— What to do —
Copy the lines below exactly, starting at the line that contains "https://react-prod.haaretz.co.il/REVIEW-1.6676696" and stopping after the last line, and include no other lines.

— Supplied material —
Issue #1169, opened 2018-11-26
Review article comments bug


adibi83:
## Issue Type

**Bug fix**

## Description
No comments in review article (react-prod):
https://react-prod.haaretz.co.il/REVIEW-1.6676696

PR #1174, opened 2018-11-26
Fix/comments not loading

kedarguy:


kedarguy:
closes #1169

This bug was not just for review articles, happened in all other articles except standard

— Task answer —
https://react-prod.haaretz.co.il/REVIEW-1.6676696

PR #1174, opened 2018-11-26
Fix/comments not loading

kedarguy:


kedarguy:
closes #1169

This bug was not just for review articles, happened in all other articles except standard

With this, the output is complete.